Cytochromes P450 (CYP) are heme-thiolate monooxygenases and form one of the largest superfamilies of enzyme proteins. They are found in virtually all organisms and contribute to diverse vital processes, such as carbon source assimilation, biosynthesis of hormones and structural components; other forms can degrade xenobiotics and interact with carcinogens. Although 75 full length CYP genes have been identified in the genome of C. elegans, the individual biological function of the vast majority is mostly unknown yet. Our investigations started with the validation that C. elegans possesses spectrally active CYP proteins, as demonstrated by CO-difference spectrum from microsomal fractions. To complete the monooxygenase system CYP enzymes need a carrier protein used for conveying reducing equivalents coming typically from NADPH. A genomic screen suggested
emb-8 as the only C. elegans gene in question to encode a protein that resembles mammalian NADPH-CYP reductases (CPR). Indeed, the CPR component was easily detectable by measuring the microsomal NADPH-cytochrome c reductase activity and it abolished upon prevention of functional
emb-8 expression.

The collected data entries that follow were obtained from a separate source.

PR #350, opened 2018-08-22
Improve: simplify setting option defaults, slight --help improvement

jberdine:


jberdine:
@gpetiot, does this look ok to you?

gpetiot:
It looks good to me :+1:

PR #351, opened 2018-08-22
Build: move ocamlformat_support package from branch to directory

jberdine:


avsm:
This is perfect for vendoring, thank you!

hhugo:
Do we need to keep the `ocamlformat_support.opam` file ?

jberdine:
Probably not, if we don't point dune at it either. I'll include this while fixing my breakage of master.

Moreover, CPR expression was found essential for all CYP activities measured in this study. To identify CYP components of specific monooxygenase systems, a systematic gene silencing by RNAi as well as by using cyp-mutant strains was performed. Several pre-selected enzymatic reactions, proved as CYP dependent in C. elegans, were used as screening systems. By doing this we identified CYP-29A3 and CYP-33E2 as the major isoforms contributing to the metabolism of eicosapentaenoic acid (EPA) and arachidonic acid (AA) to specific sets of regioisomeric epoxy- and w-/(w-1)-hydroxy-derivatives. Heterologous expression of both CYP-forms in SF9 insect cells is in progress. Moreover, CYP34A6 and CYP14A isoforms were found to be required for hydroxylation of an ortho-substituted, non-coplanar tetrachlorbiphenyl (PCB52) to C3-, C4- and/or C6-hydroxy-PCB52. This finding shows for the first time the so far only predicted involvement of C. elegans'' CYP forms in biotransformation. Further CYP-forms of subfamily 35A, which were under suspicion to be part of biotransformation, too, could be assigned to the fat storage pathway. Both individual gene silencing of cyp-35A2, 3, 4, and 5 resulted in a dramatic decrease of intestinal fat content of well fed young adults, measured by Nile red vital staining. Our investigation may facilitate future studies on C. elegans'' CYP enzymes, which are much less investigated than its status as model organism lets expect.